(Work to be completed)
Your job is to copy the lines from the material that include "fields".

(Extracted records)

PR #99, opened 2026-05-12
feat: Add `genmod_score_config` param

beatrizsavinhas:
### Added

- Add `genmod_score_config` param to be used by  'vcf_annotate_score_genmod' subworkflow in https://github.com/Clinical-Genomics/oncorefiner/pull/97.

PR #103, opened 2026-05-13
feat: Add SNV variant scoring

beatrizsavinhas:
Closes https://github.com/Clinical-Genomics/MTP-oncoflow/issues/31.

### Added

- `tests/optional_inputs_stub.nf.test` and corresponding snapshot. Includes stub test `"No genmod_score_config with '-profile test' - stub"` to test the logic added here for this condition.

From https://github.com/Clinical-Genomics/oncorefiner/pull/99:

- `genmod_score_config` param to be used by `vcf_annotate_score_genmod` subworkflow.

From https://github.com/Clinical-Genomics/oncorefiner/pull/97:

- `genomic-medicine-sweden/vcf_annotate_score_genmod` subworkflow and
included modules:
	- `genmod/annotate`
	- `genmod/compound` 
	- `genmod/models`
	- `genmod/score`
- `conf/subworkflows/vcf_annotate_score_genmod.config` with the
following settings:
   - `GENMOD_SCORE`
		- `--family_id ${meta.id}` - so that the score annotation in the output
		file shows `RankScore=<meta.id>:<score>`.
		- `--rank_results` - that provides an additional `RankResult` field in
		the output vcf file which has a score breakdown by category.
    - `BCFTOOLS_VIEW`
       - `--output-type z` - to produce a zipped output vcf file.
       - `--write-index tbi` - to produces an index `tbi` file.

### Changed

- `PROCESS_SNVS` output logic to return `ch_research_filtered_vcf/tbi` after scoring if this step is run. The file names for these outputs are then given by `VCF_ANNOTATE_SCORE_GENMOD:BCFTOOLS_VIEW`, i.e. with prefix `${meta.id}_genmod_score` as specified in the config file.

From https://github.com/Clinical-Genomics/oncorefiner/pull/97:

- `nf-test.config` to also ignore tests from
`subworkflows/genomic-medicine-sweden`.
- Updated `bcftools/view` module included in `vcf_annotate_score_genmod`
subworkflow.

From https://github.com/Clinical-Genomics/oncorefiner/pull/106:

- Updated `conf/test_base.config` and
`subworkflows/local/process_snvs/tests/main.nf.test` to include the new
test `genmod_score_config` input.
- Updated test snapshot to reflect the feature changes.

From https://github.com/Clinical-Genomics/oncorefiner/pull/109:

- Updated documentation to reflect the feature changes - citations and output information.


CHANGELOG.md
```diff
@@ -28,6 +28,8 @@ Initial release of Clinical-Genomics/oncorefiner, created with the [nf-core](htt
 - [#59](https://github.com/Clinical-Genomics/oncorefiner/pull/59) Added `ANNOTATE_CADD` subworkflow with following test (stub only), for CADD scoring of InDels, used in `PROCESS_SNVS`.
 - [#69](https://github.com/Clinical-Genomics/oncorefiner/pull/69) Added `tumor_normal` config file, used by the default test profile.
 - [#69](https://github.com/Clinical-Genomics/oncorefiner/pull/69) Added `tumor_only` config file, profile and pipeline test and snapshot.
+- [#99](https://github.com/Clinical-Genomics/oncorefiner/pull/99) Added `genmod_score_config` parameter.
+- [#97](https://github.com/Clinical-Genomics/oncorefiner/pull/97) Added `genomic-medicine-sweden/vcf_annotate_score_genmod` subworkflow to `PROCESS_SNVS`.
```
```suggestion
- [#103](https://github.com/Clinical-Genomics/oncorefiner/pull/103) Added `genmod_score_config` parameter.
- [#103](https://github.com/Clinical-Genomics/oncorefiner/pull/103) Added `genomic-medicine-sweden/vcf_annotate_score_genmod` subworkflow to `PROCESS_SNVS`.
```

CHANGELOG.md
beatrizsavinhas, line 1: This is the PR that is actually changing dev (not the other PRs for this feature branch).

conf/subworkflows/vcf_annotate_score_genmod.config
```diff
@@ -0,0 +1,32 @@
...
+        ext.prefix = File name prefix for output files.
+----------------------------------------------------------------------------------------
+*/
+
+process {
+
+    withName:'.*:VCF_ANNOTATE_SCORE_GENMOD:GENMOD_SCORE' {
+        ext.args = { [
+            "--family_id ${meta.id}",
+            "--rank_results"
```
fellen31: I'm a fan of the trailing comma.

```suggestion
            "--rank_results",
```

conf/subworkflows/vcf_annotate_score_genmod.config
```diff
@@ -0,0 +1,32 @@
...
+        ].join(' ') }
+        publishDir = [
+            enabled: false,
```
fellen31: You are a fan of the trailing here.

conf/subworkflows/vcf_annotate_score_genmod.config
```diff
@@ -0,0 +1,32 @@
...
+        ]
+   }
+
+    withName: '.*:VCF_ANNOTATE_SCORE_GENMOD:BCFTOOLS_VIEW' {
+        ext.args = { [
+            "--output-type z",
+            "--write-index=tbi"
```
fellen31:
```suggestion
            "--write-index=tbi",
```

docs/output.md
```diff
@@ -12,6 +12,7 @@ The pipeline is built using [Nextflow](https://www.nextflow.io/) and processes d
 
 <!-- TODO: Add step description here similarly to what was added in `README.md`. -->
 
+- [`Genmod score`](https://github.com/Clinical-Genomics/genmod) - Rank variants and annotate output vcf file with score infomation.
```
fellen31:
```suggestion
- [`Genmod score`](https://github.com/Clinical-Genomics/genmod) - Rank variants and annotate output VCF file with score infomation. 
```

docs/output.md
```diff
@@ -30,6 +31,27 @@ The pipeline is built using [Nextflow](https://www.nextflow.io/) and processes d
...
+<details markdown="1">
+<summary>Output files</summary>
+
+- `bcftools/`
+    - `<meta.id>.vcf.gz`: a gzipped VCF file containing ranked and annotated SNVs.
+    - `<meta.id>.vcf.gz.tbi`: index file for the gzipped VCF file.
+
+</details>
+
+[`Genmod score`](https://github.com/Clinical-Genomics/genmod) assigns a score to each variant based on the genmod score config file provided. The output vcf file is annotated with the following INFO fields which reflect the assigned score:
```
fellen31:
```suggestion
[`Genmod score`](https://github.com/Clinical-Genomics/genmod) assigns a score to each variant based on the genmod score config file provided. The output VCF file is annotated with the following INFO fields which reflect the assigned score:
```

docs/output.md
```diff
@@ -30,6 +31,27 @@ The pipeline is built using [Nextflow](https://www.nextflow.io/) and processes d
...
+
+```
+RankScore
+RankScoreNormalized
+RankScoreMinMax
+RankResult
+```
+
```
fellen31, line 53: Maybe 
```suggestion
```

docs/parameters.md
```diff
@@ -47,6 +47,7 @@ Annotation related files and options required for the workflow.
 | `vcfanno_toml` | Path to the vcfanno toml file. <details><summary>Help</summary><small>If no toml is passed, default configurations will be used according to genome build within the context of the pipeline.</small></details>| `string` |  |  |  |
 | `vcfanno_lua` | Path to the vcfanno lua file. <details><summary>Help</summary><small>Custom operations file (lua). For use when the built-in ops don't supply the needed reduction.</small></details>| `string` |  |  |  |
 | `svdb_query_dbs` | Databases used for structural variant annotation in vcf format. <details><summary>Help</summary><small>Path to comma-separated file containing information about the databases used for structural variant annotation.</small></details>| `string` |  |  |  |
+| `genmod_score_config` | Path to genmod score configuration file (rank model). | `string` |  |  |  |
```
fellen31, line 55: Linking to an example file could be useful.

subworkflows/local/process_snvs/main.nf
```diff
@@ -99,13 +106,25 @@ workflow PROCESS_SNVS {
...
+                vcf: tuple(meta_vcf, vcf)
+                score_config: tuple(meta_vcf, genmod_score_config)
+            }
+
+        VCF_ANNOTATE_SCORE_GENMOD (
+            ch_annotate_score_genmod_in.vcf,
+            channel.empty(),
+            channel.empty(),
+            ch_annotate_score_genmod_in.score_config,
+            true
```
fellen31: Maybe 
```suggestion
            true,
```

CHANGELOG.md
```diff
@@ -28,6 +28,8 @@ Initial release of Clinical-Genomics/oncorefiner, created with the [nf-core](htt
 - [#59](https://github.com/Clinical-Genomics/oncorefiner/pull/59) Added `ANNOTATE_CADD` subworkflow with following test (stub only), for CADD scoring of InDels, used in `PROCESS_SNVS`.
 - [#69](https://github.com/Clinical-Genomics/oncorefiner/pull/69) Added `tumor_normal` config file, used by the default test profile.
 - [#69](https://github.com/Clinical-Genomics/oncorefiner/pull/69) Added `tumor_only` config file, profile and pipeline test and snapshot.
+- [#103](https://github.com/Clinical-Genomics/oncorefiner/pull/103) Added `genmod_score_config` parameter.
+- [#103](https://github.com/Clinical-Genomics/oncorefiner/pull/103) Added `genomic-medicine-sweden/vcf_annotate_score_genmod` subworkflow to `PROCESS_SNVS`.
```
fellen31, line 36: Do you also want to add that you updated `BCFTOOLS_VIEW_RESEARCH`/`BCFTOOLS_VIEW_CLINICAL` versions?

subworkflows/local/process_snvs/main.nf
fellen31: With this implementation `BCFTOOLS_VIEW_CLINICAL` is not reached when a genmod score config is not provided as input, and therefore you will have no clinical filtering output files. I think this might not be the idea, since you may still want to apply clinical filters based on the CADD and VEP annotation.

I think channel.empty() behavior is not always very intuitive, so I would prefer a skip_genmod_score parameter to this workflow that is true whenever you don't input a genmod score file to the pipeline and wrap the `VCF_ANNOTATE_SCORE_GENMOD` block in an if statement. Alternatively, always require a genmod score file when you run the pipeline.

fellen31 (changes requested):
Nice work! I think most of it looks good, but I have one major comment on the current implementation. 

Would also suggest that you add a stub test where you don't input the genmod score file (if that is to be supported) so you can test the behavior of the pipeline in that mode.

subworkflows/local/process_snvs/main.nf
beatrizsavinhas: Really good point about the incorrect default skipping of `BCFTOOLS_VIEW_CLINICAL`! I will update the logic to allow for clinical filtering even when the scoring is skipped!

About the way of skipping, I say that should be decided and refactored for all relevant processes in https://github.com/Clinical-Genomics/MTP-oncoflow/issues/43!
I agree with your point though! I can add that logic now until we implement the skip flags that are planned for the issue above. I think it will make it easier to refactor anyway!

conf/subworkflows/vcf_annotate_score_genmod.config
beatrizsavinhas: Yeah, let's do it! Thanks for poiting it out!

docs/parameters.md
beatrizsavinhas: Do you think looking at the test file from the test config would be a reasonable way to get an example?

subworkflows/local/process_snvs/main.nf
kristinebilgrav: Good catch!! I agree: would be nice to update the logic to allow for clinical filtering now, and then the skip functionality can be implemented in the above issue 😄

main.nf
```diff
@@ -139,6 +140,14 @@ workflow CLINICALGENOMICS_ONCOREFINER {
...
                                                  : channel.empty()
 
+    // Input for genmod_score
+    if (val_genmod_score_config) {
+        ch_genmod_score_config = channel.fromPath(val_genmod_score_config).map { it -> [[id:it.simpleName], it] }.collect()
+        val_skip_genmod_score = false
+    } else {
+        ch_genmod_score_config = channel.empty()
+        val_skip_genmod_score = true
+    }
```
beatrizsavinhas, line 137: What do you think of this logic for creating `val_skip_genmod_score` @fellen31?

beatrizsavinhas: Would also welcome your inputs about the use of `def` or not!

CHANGELOG.md
beatrizsavinhas: I agree it's relevant! Added now!

tests/tumor_normal.nf.test.snap
```diff
@@ -87,6 +96,10 @@
                 "tumor.cgh:md5,2dfa8fdd26448127347045837c7cbf7c"
             ],
             [
+                [
+                    "subject_a.vcf.gz",
```
kristinebilgrav: A bit undescriptive name. But maybe you think we will address this in https://github.com/Clinical-Genomics/CancerBioInfo/issues/100?

beatrizsavinhas: Yes, exactly! I think it's easier to fix for all files once everything is fully decided.

modules.json
```diff
@@ -22,8 +33,8 @@
                     },
                     "bcftools/view": {
                         "branch": "master",
-                        "git_sha": "6383d8fe58f9498eecd5aa303e71a4a932d1e9f6",
-                        "installed_by": ["modules"]
+                        "git_sha": "6d46786420b4d7bc88eba026eb389c0c5535d120",
+                        "installed_by": ["modules", "vcf_annotate_score_genmod"]
```
kristinebilgrav, line 37: Not fully understanding what this does, but assuming its since the subworkflow uses this module, but its not installed by the subworkflow?

beatrizsavinhas: It means that this module was both installed as a module by itself, but it was also installed by the subworkflow.
This is an automatic done when installing the subworkflow!

kristinebilgrav: Ahh, ok, thanks!

subworkflows/local/process_snvs/main.nf
```diff
@@ -99,13 +107,31 @@ workflow PROCESS_SNVS {
...
+            )
+
+            ch_clinical_filtering_in = VCF_ANNOTATE_SCORE_GENMOD.out.vcf
+                .join(VCF_ANNOTATE_SCORE_GENMOD.out.index)
+
+        } else {
+            ch_clinical_filtering_in = ENSEMBLVEP_VEP.out.vcf
+                .join(ENSEMBLVEP_VEP.out.tbi)
+        }
+
```
beatrizsavinhas: Do you agree with this logic to address your comment about running `BCFTOOLS_VIEW_CLINICAL` even when scoring is not run @fellen31 ?

docs/parameters.md
fellen31: Yeah, or maybe the one you put it reference-files? I just remember it being hard to know what each file was supposed to look like in the beginning.

subworkflows/local/process_snvs/main.nf
fellen31: > About the way of skipping, I say that should be decided and refactored for all relevant processes in [Clinical-Genomics/MTP-oncoflow#43](https://github.com/Clinical-Genomics/MTP-oncoflow/issues/43)! I agree with your point though! I can add that logic now until we implement the skip flags that are planned for the issue above. I think it will make it easier to refactor anyway!

I don't really see why you couldn't start implementing the skip as decided in https://github.com/Clinical-Genomics/MTP-oncoflow/issues/43 for in this PR. Now that the issue has been refined and you decided to go with separate `--skip_*` flags you should be able to implement this isolation to the other workflows? Will it not be an integral part when implementing future workflows after you have implemented everything in https://github.com/Clinical-Genomics/MTP-oncoflow/issues/43?

I would vote either implement it properly, or do not make this part skippable until then.

main.nf
fellen31: https://github.com/Clinical-Genomics/oncorefiner/pull/103#discussion_r3322801626

subworkflows/local/process_snvs/main.nf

(Exercise response)
+[`Genmod score`](https://github.com/Clinical-Genomics/genmod) assigns a score to each variant based on the genmod score config file provided. The output vcf file is annotated with the following INFO fields which reflect the assigned score:
[`Genmod score`](https://github.com/Clinical-Genomics/genmod) assigns a score to each variant based on the genmod score config file provided. The output VCF file is annotated with the following INFO fields which reflect the assigned score:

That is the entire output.